Prenatal Air Pollution Exposures, Maternal Cytokine/Chemokines, and Risk of Autism Spectrum Disorder: The Early Markers for Autism (EMA) Study
Objectives: In this study, we examined the relationship between mid-gestational air pollution exposures and levels of maternal serum cytokines/chemokines to determine their potential combined associations with risk of ASD.

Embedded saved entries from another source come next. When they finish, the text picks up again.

Issue #3920, opened 2016-09-01
Diff via libgit2 on bare repo almost 10 times slower than git


arthurschreiber:
I believe that generating a diff via libgit2 is considerably slower than via git.

I've encountered this while using rugged, but I'm able to reproduce the "bad performance" I've seen in rugged using the libgit2 `diff` example.

Here's a "simple way" to reproduce this:

```
arthurschreiber$ git clone https://github.com/Seeed-Studio/Grove_LED_Matrix_Driver --bare

Cloning into bare repository 'Grove_LED_Matrix_Driver.git'...
remote: Counting objects: 540, done.
remote: Total 540 (delta 0), reused 0 (delta 0), pack-reused 540
Receiving objects: 100% (540/540), 5.37 MiB | 910.00 KiB/s, done.
Resolving deltas: 100% (264/264), done.
Checking connectivity... done.

arthurschreiber$ time libgit2/build/examples/diff --git-dir Grove_LED_Matrix_Driver.git 9bdc746c1d1999c9a073cd2839899b84af2ff0cd fdb7257222e63a9b241b3899ff426bcd387b3821 >/dev/null

real	0m1.551s
user	0m1.520s
sys	0m0.023s

arthurschreiber$ time git --git-dir Grove_LED_Matrix_Driver.git diff 9bdc746c1d1999c9a073cd2839899b84af2ff0cd fdb7257222e63a9b241b3899ff426bcd387b3821 >/dev/null

real	0m0.153s
user	0m0.125s
sys	0m0.018s

```

---

/cc @ethomson @brianmario

arthurschreiber:
One more thing I missed:

```
arthurschreiber$ git --version
git version 2.9.0
```

pks-t:
This is expected in this case, as in contrast to git.git we generate a diff for the binary file `Firmware/grove_led_matrix_mbed/build/MBED_A1.axf` and other binary files, which requires roughly 95% of the time generating the diff. When you enable binary diffs for git.git with `git diff --binary`, you get roughly the same timings.

arthurschreiber:
> This is expected in this case, as in contrast to git.git we generate a diff for the binary file Firmware/grove_led_matrix_mbed/build/MBED_A1.axf and other binary files, which requires roughly 95% of the time generating the diff

[...]

PR #3922, opened 2016-09-01
patch_generate: only calculate binary diffs if requested

pks-t:
When generating diffs for binary files, we load and decompress
the blobs in order to generate the actual diff, which can be very
costly. While we cannot avoid this for the case when we are
called with the `GIT_DIFF_SHOW_BINARY` flag, we do not have to
load the blobs in the case where this flag is not set, as the
caller is expected to have no interest in the actual content of
binary files.

Fix the issue by only generating a binary diff when the caller is
actually interested in the diff. As libgit2 uses heuristics to
determine that a blob contains binary data by inspecting its size
without loading from the ODB, this saves us quite some time when
diffing in a repository with binary files.

### DIFF
--- a/src/patch_generate.c
+++ b/src/patch_generate.c
@@ -349,20 +349,24 @@ static int diff_binary(git_patch_generated_output *output, git_patch_generated *
 		new_len = patch->nfile.map.len;
 	int error;
 
-	/* Create the old->new delta (as the "new" side of the patch),
-	 * and the new->old delta (as the "old" side)
-	 */
-	if ((error = create_binary(&binary.old_file.type,
-			(char **)&binary.old_file.data,
-			&binary.old_file.datalen,
-			&binary.old_file.inflatedlen,
-			new_data, new_len, old_data, old_len)) < 0 ||
-		(error = create_binary(&binary.new_file.type,
-			(char **)&binary.new_file.data,
-			&binary.new_file.datalen,
-			&binary.new_file.inflatedlen,
-			old_data, old_len, new_data, new_len)) < 0)
-		return error;
+	/* Only load contents if the user actually wants to diff
+	 * binary files. */
+	if (patch->base.diff_opts.flags & GIT_DIFF_SHOW_BINARY) {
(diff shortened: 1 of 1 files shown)


pks-t:
Refs #3920 

One thing I'd like to discuss is whether we should pass `NULL` to the `binary_cb` or, as I do in the patch, a `git_diff_binary` struct initialized to all-zero. I only took the second approach as passing `NULL` breaks some tests, so it was more of a lazy shortcut. I'm still open to changing this, though.

carlosmn:
We should probably be passing in the minimal information there. The comment for the type doesn't say what fields you can expect to have filled, so it looks like we should define what gets filled and then fill that. Presumably we'd want to pass in the path, object ids and mode so you can display the message that it changed if that's all you're after.

ethomson:
I think I would prefer to pass a `NULL` here if we didn't load it.  The path and object IDs and such are in the `delta`, and is suitable for a caller that just wanted to emulate `Binary files a/foo.txt and b/foo.txt differ`.

The `git_diff_binary` contains the old side and the new side of the binary data which is only useful for displaying the actual binary contents and emulating `git diff --binary`.  If we don't load that data then I think `NULL` would be very appropriate.

This is a good fix, I'm going to merge it and add `NULL` handling on top.

Thanks @pks-t !

ethomson:
After poking around with this a bit more, I realized that `NULL` probably isn't appropriate but that instead a `git_diff_delta` should indicate whether there's any data in its files...  (It can't look at the file sides since it may have been generated by parsing a patch that said `Binary files differ` or by running `git_diff_blob_to_blob` on two zero byte files, which are harder to discern.)

While looking at this I realized that we didn't have any way to parse a patch that had `Binary files differ` situation, so I'm fixing that up.

ethomson:
The aforementioned `Binary files differ` situation is a little more obnoxious than I had initially thought; there are some tests that assume behavior that I'm not sure makes sense.  I'm going to go ahead and merge this to unblock #3920 since this is correct.

PR #3923, opened 2016-09-02
Read binary patches (with no binary data)

ethomson:
When parsing a patch file, when we encounter a diff that was produced without `--binary`, we should include a binary patch that contains no data.  This type of patch node is special, and _cannot_ be applied, but it allows us to round-trip a patch file accurately.

`git_diff_binary` objects now indicate whether they contain data or not.  They "contain data" if they were produced by us when `SHOW_BINARY` is set or when they are parsed from a patch file produced by git with `--binary` set.  They do _not_ "contain data" when they are parsed from a patch file that simply says `Binary files ... differ`.

### DIFF
--- a/src/apply.c
+++ b/src/apply.c
@@ -291,7 +291,15 @@ static int apply_binary(
 	git_patch *patch)
 {
 	git_buf reverse = GIT_BUF_INIT;
-	int error;
+	int error = 0;
+
+	if (!patch->binary.contains_data) {
+		error = apply_err("patch does not contain binary data");
+		goto done;
+	}
+
+	if (!patch->binary.old_file.datalen && !patch->binary.new_file.datalen)
+		goto done;
 
 	/* first, apply the new_file delta to the given source */
 	if ((error = apply_binary_delta(out, source, source_len,
--- a/src/patch_parse.c
+++ b/src/patch_parse.c
@@ -74,8 +74,8 @@ static int parse_advance_expected(
 	return 0;
 }
 
-#define parse_advance_expected_s(ctx, str) \
-	parse_advance_expected(ctx, str, sizeof(str) - 1)
+#define parse_advance_expected_str(ctx, str) \
+	parse_advance_expected(ctx, str, strlen(str))
 
 static int parse_advance_ws(git_patch_parse_ctx *ctx)
 {
@@ -220,7 +220,7 @@ static int parse_header_git_index(
 {
 	if (parse_header_oid(&patch->base.delta->old_file.id,
 			&patch->base.delta->old_file.id_abbrev, ctx) < 0 ||
-		parse_advance_expected_s(ctx, "..") < 0 ||
+		parse_advance_expected_str(ctx, "..") < 0 ||
 		parse_header_oid(&patch->base.delta->new_file.id,
 			&patch->base.delta->new_file.id_abbrev, ctx) < 0)
 		return -1;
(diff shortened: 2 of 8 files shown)


src/patch_parse.c
```diff
@@ -74,7 +74,10 @@ static int parse_advance_expected(
 	return 0;
 }
 
-#define parse_advance_expected_s(ctx, str) \
+#define parse_advance_expected_str(ctx, str) \
+	parse_advance_expected(ctx, str, strlen(str))
+
+#define parse_advance_expected_const_str(ctx, str) \
```
pks-t: Is this distinction really required? To the best of my knowledge, most compilers convert `strlen("CONST_STRING")` to a compile-time constant anyway.

src/apply.c
```diff
@@ -291,7 +291,15 @@ static int apply_binary(
...
-	int error;
+	int error = 0;
+
+	if (!patch->binary.old_file.datalen && !patch->binary.new_file.datalen)
+		goto done;
+
+	if (!patch->binary.contains_data) {
+		error = apply_err("patch does not contain binary data");
+		goto done;
+	}
```
pks-t: Can this even be triggered? If `contains_data == 0`, we'll usually have `old_file.datalen == 0 && new_file.datalen == 0` due to the patch not being parsed. So actually, we'd already skip this check due to the previous check. I'd rather expect that this statement and the previous statement needs to be swapped.

src/patch_parse.c
```diff
@@ -804,6 +808,23 @@ static int parse_patch_binary(
...
+	git_patch_parse_ctx *ctx)
+{
+	if (parse_advance_expected_const_str(ctx, "Binary files ") < 0 ||
+		parse_advance_expected_str(ctx, patch->header_old_path) < 0 ||
+		parse_advance_expected_const_str(ctx, " and ") < 0 ||
+		parse_advance_expected_str(ctx, patch->header_new_path) < 0 ||
+		parse_advance_expected_const_str(ctx, " differ") < 0 ||
+		parse_advance_nl(ctx) < 0)
+		return parse_err("corrupt git binary header at line %d", ctx->line_num);
+
```
pks-t: Just wondering: can it happen that we get as input a `patch` with `patch->base.binary.contains_data == 1`? Probably not, but maybe we should still explicitly set `contains_data = 0` to make it more explicit.

ethomson: Only when we're actually given binary data, eg `GIT binary patch...`, which will branch to `parse_patch_binary_data`.  `patch->base.binary` gets the `memset(0)` treatment, so the default is `contains_data = 0`, but I will make this more explicit.

src/patch_parse.c
ethomson: Yeah, I think that's reasonable.  I think that any compiler that anybody is likely to use will convert `strlen("const")` to a constant and for the person using MSVC 6.0, this isn't likely to be the slow part of reading patches.

src/apply.c
ethomson: Yep, you're right.  I did flip these checks, which covered up the fact that I wasn't successfully setting `contains_data = 1` when we were creating a diff from unmodified binary files.  Fixed this up.

ethomson:
Thanks for the careful eyes, @pks-t !

pks-t:
Looks good to me now, thanks :+1:

PR #3929, opened 2016-09-13
time: Export `git_time_monotonic`

vmg:
This will allow libgit2 wrappers like Rugged to implement their own custom timeout logic while reusing the work we've already done in libgit2 to provide cross-platform, accurate monotonic timers.

See: https://github.com/libgit2/rugged/pull/631

cc @brianmario @mclark @ethomson @carlosmn


ethomson:
vmg: "`sys` is like this magical place where we make poor design choices."

😢

PR #3931, opened 2016-09-14
checkout: don't try to calculate oid for directories

### LINKED ISSUE #3911: libgit2_clar test fails on FreeBSD
Using a freshly cloned libgit2 repo at rev c60210d36780a39db669e52d6d592d339c6a2ed3 on FreeBSD 11.0-BETA1 amd64, the libgit2_clar test fails.

Test project /usr/home/somers/src/libgit2/build
    Start 1: libgit2_clar
1/4 Test #1: libgit2_clar .............................***Failed  649.44 sec
    Start 2: libgit2_clar-cred_callback
2/4 Test #2: libgit2_clar-cred_callback ...............   Passed    0.02 sec
    Start 3: libgit2_clar-proxy_credentials_in_url
3/4 Test #3: libgit2_clar-proxy_credentials_in_url ....   Passed    0.02 sec
    Start 4: libgit2_clar-proxy_credentials_request
4/4 Test #4: libgit2_clar-proxy_credentials_request ...   Passed    0.02 sec

75% tests passed, 1 tests failed out of 4

Total Test time (real) = 649.61 sec

The following tests FAILED:
	  1 - libgit2_clar (Failed)
Errors while running CTest

ethomson:
When trying to determine if we can safely overwrite an existing workdir item, we may need to calculate the oid for the workdir item to determine if its identical to the old side (and eligible for removal).

We previously did this regardless of the type of entry in the workdir; if it was a directory, we would open(2) it and then try to read(2).  The read(2) of a directory fails on many platforms, so we would treat it as if it were unmodified and continue to perform the checkout.

On FreeBSD, you _can_ read(2) a directory, so this pattern failed.  We would calculate an oid from the data read and determine that the directory was modified and would therefore generate a checkout conflict.

This reliance on read(2) is silly (and was most likely accidentally giving us the behavior we wanted), we should be explicit about the directory test.

Fixes #3911

### DIFF
--- a/src/checkout.c
+++ b/src/checkout.c
@@ -212,6 +212,10 @@ static bool checkout_is_workdir_modified(
 	if (baseitem->size && wditem->file_size != baseitem->size)
 		return true;
 
+	/* if the workdir item is a directory, it cannot be a modified file */
+	if (S_ISDIR(wditem->mode))
+		return false;
+
 	if (git_diff__oid_for_entry(&oid, data->diff, wditem, wditem->mode, NULL) < 0)
 		return false;
 


src/checkout.c
```diff
@@ -212,6 +212,10 @@ static bool checkout_is_workdir_modified(
 	if (baseitem->size && wditem->file_size != baseitem->size)
 		return true;
 
+	/* if the workdir item is a directory, it cannot be a modified file */
+	if (S_ISDIR(wditem->mode))
+		return false;
```
pks-t: Shouldn't we consider this as modified if `!S_ISDIR(baseitem->mode)`? E.g. something like

```C
if (S_ISDIR(wditem->mode))
    return !S_ISDIR(baseitem->mode);
```

ethomson: That can't happen - we only process files in the checkout loop, not folders.  (We'll make intermediate folders if we need them.)  So we'll never see a `baseitem` that is a folder.

PR #4662, opened 2018-05-30
path: unify `git_path_is_*` APIs

pks-t:
Right now, there's quite a lot of different function calls to determine
whether a path component matches a specific name after normalization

Methods: Study participants were from a large population-based, nested case-control study of archived maternal mid-pregnancy specimens from the same mother-infant pairs from Southern California. Study groups were identified through the linkage of California birth records, Department of Developmental Services (DDS) records, and the California Prenatal and Newborn Screening Program records. This study includes mothers of children with ASD (n=378), intellectual disability (ID) but not ASD (ID; n=165),or children with no known neurodevelopmental disability from the general population (GP; n=416). The ASD group was further divided into those with ID (DQ<70) (ASD+ID; n=181) and those without (DQ ≥70) (ASD-noID; n=197). To estimate air pollutant exposure during the second trimester of pregnancy, maternal residential addresses reported during prenatal screening visits and on the infant’s birth certificate were used. Regional air pollutant measures (NO2, PM10, PM2.5, Ozone, NO) based on the Environmental Protection Agency’s Air Quality System data were averaged for one month before the maternal serum sample collection date. Stored maternal serum samples, collected during weeks 15-19 of gestation for routine prenatal screening, were quantified for 22 cytokines/chemokines using Luminex multiplex analysis technology. Correlations between prenatal levels of air pollutants and maternal cytokines/chemokines were examined separately for each case group using Spearman’s correlation. Resulting correlations were then compared between each diagnostic group and GP controls using Fisher’s z-transformation to assess whether correlations between exposures and cytokine/chemokines differed across groups.
Results: The correlation between measured air pollutants and maternal cytokines/chemokines were generally weak (<0.2 in absolute value). Distinct patterns of correlation between cytokines/chemokines and air pollutants were observed for each diagnostic group. For example, the correlations between the allergy and asthma-associated cytokine IL-4 and NO2 (p=0.03) and PM10 (p=0.01) differed significantly between the ID and GP groups, and were greater in magnitude among ID, while a significant difference in the magnitude of correlation between ozone and IL-4 showed an inverse relationship in ID (p=0.01). The magnitude of association between IL-4 and ozone was significantly different for ASD+ID than for GP (p=0.04) and showed inverse association among ASD+ID. No significant differences in the magnitude of correlation between air pollutants and cytokines/chemokines were found between ASD-noID and GP groups. Additional analyses will quantify relationships between ASD risk and joint effects of air pollution and maternal immune markers, as well as explore potential mediation.
Conclusions: Correlations between mid-gestational maternal cytokines/chemokines and air pollutants varied in direction and magnitude across the different diagnostic gropups. The observed relationships between prenatal air pollutant exposures and maternal cytokines/chemokines may thus provide further insight of their potential role(s) in neurodevelopment, particularly in the context of risk of ASD and ID.